# Melted My Canner!!



## Welshmom (Sep 7, 2008)

Oh my goodness.
Had an epic canning fail last night, hoping if I share my process some here can help me figure where things went wrong.
Using a 12 qt. Mirro pressure canner I've had for several years, never had any problems.
This was my first attempt at canning meat. Smoked two pork shoulders, cut up into chunks.
-Heated my jars
-Filled each jar about 1/2 full with meat, added apple juice to fill line to half, others I added about 1/3C. bbq sauce.
-wiped rims and filled canner (which had the water added)

Used my outdoor propane campstove. It was HOT outside. Turned up fairly high, to begin steaming. I walked in and out a few times, it was really steaming away. After 10-12mins., I put the jiggler on 10 lbs. 

After this, is when it just never went right. The steam was really blasting out, the jiggler wouldn't rock. I gradually kept lowering the heat, but even after 30+minutes, it would only calm down enough to rock 30+ seconds at a time. I had the burner as low as it would go. 

Then I started hearing clicks and pops inside the canner. Like the lids were sealing. 
I never saw steam coming from anywhere but the vent on top.
When it was all done-all the liquid was gone from the canner, the jars with bbq sauce were burned black inside, and the bottom of the canner was bowed out like a bowl! Whooooeee :runforhills:

Since this was my first try with meats, did I do something wrong?
Shouldn't the relief valve have popped if the temps were high enough to bulge the canner? Could my gasket have been bad?

Sorry for the long post but I know details are important.


----------



## TNnative (May 23, 2004)

I don't have any experience with this so no suggestions, but I sure am sorry to hear it.

This is making me nervous. My husband is putting the new parts on my old canner right now.


----------



## rancher1913 (Dec 5, 2008)

I've never had it get that bad, but I have run my canner dry and that is what happens. I tend to put in more water than is called for simply because I don't want to run it dry, especially with really long processing times. Your canner is probably toast - I'm sorry. Just chalk it up as an (expensive) learning experience. 

Moldy


----------



## mekasmom (Jan 19, 2010)

Did you have enough water in the canner?


----------



## akaRach (Sep 29, 2009)

I've seen warnings that propane burners can burn too hot, but I have never used one.

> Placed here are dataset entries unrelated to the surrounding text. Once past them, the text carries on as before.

PR #7637, opened 2026-02-11
added location field to DataError

### LINKED ISSUE #4048: Tracking caller on `DataError` construction

psg-19:
Fixes #4048 

Summary :- 
- Added a location field to `DataError` that stores the caller file, line and column
- Added `#[track_caller]` to all error constructors and `from impls` so `Location::caller()` captures the real call site
- Updated `display` to include the location in the `error` message

### DIFF
--- a/provider/core/src/buf/serde.rs
+++ b/provider/core/src/buf/serde.rs
@@ -232,6 +232,7 @@ where
 
 #[cfg(feature = "deserialize_json")]
 impl From<serde_json::error::Error> for DataError {
+    #[track_caller]
     fn from(e: serde_json::error::Error) -> Self {
         DataErrorKind::Deserialize
             .with_str_context("serde_json")
@@ -241,6 +242,7 @@ impl From<serde_json::error::Error> for DataError {
 
 #[cfg(feature = "deserialize_bincode_1")]
 impl From<bincode::Error> for DataError {
+    #[track_caller]
     fn from(e: bincode::Error) -> Self {
         DataErrorKind::Deserialize
             .with_str_context("bincode")
@@ -250,6 +252,7 @@ impl From<bincode::Error> for DataError {
 
 #[cfg(feature = "deserialize_postcard_1")]
 impl From<postcard::Error> for DataError {
+    #[track_caller]
     fn from(e: postcard::Error) -> Self {
         DataErrorKind::Deserialize
             .with_str_context("postcard")
--- a/provider/core/src/error.rs
+++ b/provider/core/src/error.rs
@@ -87,11 +87,14 @@ pub struct DataError {
 
     /// Whether this error was created in silent mode to not log.
     pub silent: bool,
+
+    /// The source location where the error was created.
+    pub location: core::panic::Location<'static>,
 }
 
 impl fmt::Display for DataError {
     fn fmt(&self, f: &mut fmt::Formatter<'_>) -> fmt::Result {
-        write!(f, "ICU4X data error")?;
+        write!(f, "ICU4X data error at {}", self.location)?;
         if self.kind != DataErrorKind::Custom {
             write!(f, ": {}", self.kind)?;
         }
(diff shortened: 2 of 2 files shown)


sffc:
hmm

```
error: the `Err`-variant returned from this function is very large
   --> components/datetime/src/neo.rs:501:10
    |
501 |     ) -> Result<Self, DateTimeFormatterLoadError>
    |          ^^^^^^^^^^^^^^^^^^^^^^^^^^^^^^^^^^^^^^^^
    |
   ::: components/datetime/src/error.rs:16:5
    |
 16 |     Names(PatternLoadError),
    |     ----------------------- the largest variant contains at least 128 bytes
    |
```

core::panic::Location is 24 bytes, and it's all Copy. Seems _fine_? But DataError is already 80 bytes, so this seems to push things that contain a DataError over the edge.

DataError doesn't really contain anything super big, just a lot of pointers, and enum discriminants that probably use 8 bytes due to alignment.

Manishearth:
It is a public field so adding it is a commitment, and we may not be able to feature-gate it.

sffc:
I do think the lint is telling us something useful (we don't want error types to be so big that they start causing stack frames to not fit in registers or l1 caches, etc), but the problem is not Location, it is the inefficient layout of DataError, which is not something we can easily fix since the type is public and used widely.

So I think my preferred short-term fix is to suppress this clippy lint on the errors it is impacting, and open an issue to fix in 3.0 to reduce the stack size of DataError.

Manishearth:
Given that the type is `non_exhaustive`, can we add this as a private field that gets CFG'd into `()`? Then only the people with the logging feature enabled pay the cost.

sffc:
> Given that the type is `non_exhaustive`, can we add this as a private field that gets CFG'd into `()`? Then only the people with the logging feature enabled pay the cost.

I don't know what problem that solves?

We could cfg the whole field, but we will still get the clippy warnings for the error being too big since we run clippy with `--all-features`

Manishearth:
> I don't know what problem that solves?

Users who have not enabled logging 

I don't consider the fact that clippy is annoyed to be a "problem", I consider the underlying size bloat caused adding 24 more bytes to an error type to be a bit of a problem, and I would prefer to avoid those costs where possible.

We can add an `attach_location(&mut self)` method to DataError that would allow people to attach the current `Location`, and encapsulate the Location in the Debug impl.

sffc:
I don't really consider increasing DataError from 80 to 104 bytes to be a major issue, since the Location field is probably _more_ important than all the other context information fields it already has. But, if we really want to avoid adding the field, we can just print out the location as we do in `.with_debug_context` and not persist it in the DataError.

Manishearth:
Yeah, though one benefit of persisting a location is that it works well with things like forking providers, where errors are returned through the normal course of business.

robertbastian:
> We can add an `attach_location(&mut self)` method to DataError that would allow people to attach the current `Location`, and encapsulate the Location in the Debug impl.

the whole point here is this being automatic. people can already attach arbitrarily detailed messages to the errors, but they don't.

> I don't really consider increasing DataError from 80 to 104 bytes to be a major issue

On my machine it's currently 96 bytes. `PatternLoadError`, the other variant in `DateTimeFormatterLoadError` is 104 bytes, so it's not like we're currently well clear of the (arbitrary) 128 bytes boundary anyway.

Manishearth:
> the whole point here is this being automatic. people can already attach arbitrarily detailed messages to the errors, but they don't.



Yes, we can continue to be automatic, but if people wish to reset the location we have a path for that. I was mostly saying that we can make this private without losing any of the benefits of a public field.

> On my machine it's currently 96 bytes. PatternLoadError, the other variant in DateTimeFormatterLoadError is 104 bytes, so it's not like we're currently well clear of the (arbitrary) 128 bytes boundary anyway.

Sure, it's arbitrary, and we should improve this in 3.0, but I want to try and not make the problem _worse_.

robertbastian:
WG discussion:

- current size is 80 bytes without the export feature, 96 with the export feature (extra debug path)
- this adds 24 bytes, so 104/120 bytes
- 120 gets close to two 64-bit registers, especially with the Result discriminant, but we don't care _that_ much if the export feature is enabled
- could log the location with the logging feature without persisting it
- could incubate storing this under the export feature

Conclusion:
- log the location during DataError construction
- file an issue for 3.0 to decrease the size of DataError, at which point we'll have more space available to store it

LGTM: @robertbastian @sffc @manishearth

@psg please remove the field then, and log the location if the `cfg(feature = "log")` is enabled.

I should add, the one time I boiled my canner dry I knew it immediately as the pressure started instantly dropping (no harm done thank goodness). Was the pressure good the entire boil?


----------



## terri9630 (Mar 12, 2012)

At my altitude the 3" of water my canners directions calls for will leave me with 1/4" of water after canning meat. I always add more because I'm afraid of boiling my canner dry. That's what it sounds like happened to me.


----------



## 7thswan (Nov 18, 2008)

You let it go way to long before you put the jiggler on. It's not nessassary to go 10-12 min.


----------



## Packedready (Mar 29, 2011)

I just canned potatoes with my propane hurricane 2 burner stove for the first time. Each burner has 35,000 max. I liked it because it heated up the canner quickly, I exhausted it for 10 minutes like we are told to do (I don't think it needed it because there was a lot of stream) and then I turned it down almost to the lowest setting to hold 12 lbs. I canned for 4 hours and used almost 5 gallons of propane. With the cost of propane I called the manufacture and they sent me a new manafold that is natural gas. So I have both incase of a natural gas outage.

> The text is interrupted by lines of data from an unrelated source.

PR #7638, opened 2026-02-11
Move `host_info` back to the workspace

robertbastian:
The crate doesn't even currently compile because there's no CI for it. I'd also like to use it in examples within the workspace, so we need to make it work on CI.

I think this fixes the problem that made us remove it from the workspace, by adding a build script that detects whether `gio` is available.


utils/host_info/build.rs
```diff
@@ -0,0 +1,10 @@
+// This file is part of ICU4X. For terms of use, please see the file
+// called LICENSE at the top level of the ICU4X source tree
+// (online at: https://github.com/unicode-org/icu4x/blob/main/LICENSE ).
+
+fn main() {
+    println!("cargo:rustc-check-cfg=cfg(gio)");
+    if std::fs::exists("/usr/include/gio/gio.h").ok() == Some(true) {
+        println!("cargo:rustc-cfg=gio");
```
sffc: Nit: these are global so please put them in the icu4x namespace as we do elsewhere

```suggestion
        println!("cargo:rustc-cfg=icu4x_has_gio");
```

utils/host_info/src/backends/linux.rs
```diff
@@ -88,7 +87,7 @@ impl RawHostInfoBackend for LinuxHostInfoBackend {
     }
 }
 
-#[cfg(feature = "gnome")]
+#[cfg(gio)]
```
sffc: It's possible to have the gio header file but not have linked the gio dependency which is gated on `target_os = "linux"`

```suggestion
#[cfg(all(icu4x_has_gio, feature = "gio"))]
```

sffc: Or `#[cfg(all(icu4x_has_gio, target_os = "linux""))]`

robertbastian: the `linux.rs` module is, unsurprisingly, `cfg(target_os = "linux")`

robertbastian:
Ok so this *might* break the `gio` call, I have no way of validating this on my machine.

However CI passes, the crate is fixed for non-Gnome Linux users, and it lets us use the crate in the workspace.

PR #7640, opened 2026-02-11
Implement new specced reference year behavior

Manishearth:
Temporal specced reference years in more detail, using our code and feedback. Temporal now rejects MonthDay combinations that produce reference years in the far past, though as the "specced valid" range expands Temporal will likely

I really liked canning on this stove, my house stayed cool, I didn't have the cleanup and it was much faster.

I can see how you could run it dry if you were not really careful and I also fill with more water than what the canner calls for.


----------



## suitcase_sally (Mar 20, 2006)

Probably what happened is during the initial exhausting, you vented most of the water out.

Most canner manufacturers say not to use a "turkey fryer" propane heater because of the high heat required to fry the turkey. I'm assuming this is *not* what you used. If that was what you used, the manufacturer says to not let the flame get lower than 5" high - that's waaayy too much heat for a canner.

I'm assuming that the heat control was not working properly. I use an electric stove, but last year I was canning and once the weight was put on the vent pipe, I turned down the heat, but it just kept blasting away. I looked under the canner and even though I had turned it to medium, the burner was red hot. I just turned the control a complete 360Âº and the heat went down to where it should have been. Electric burners are nothing but a reostat, so I don't understand what went wrong.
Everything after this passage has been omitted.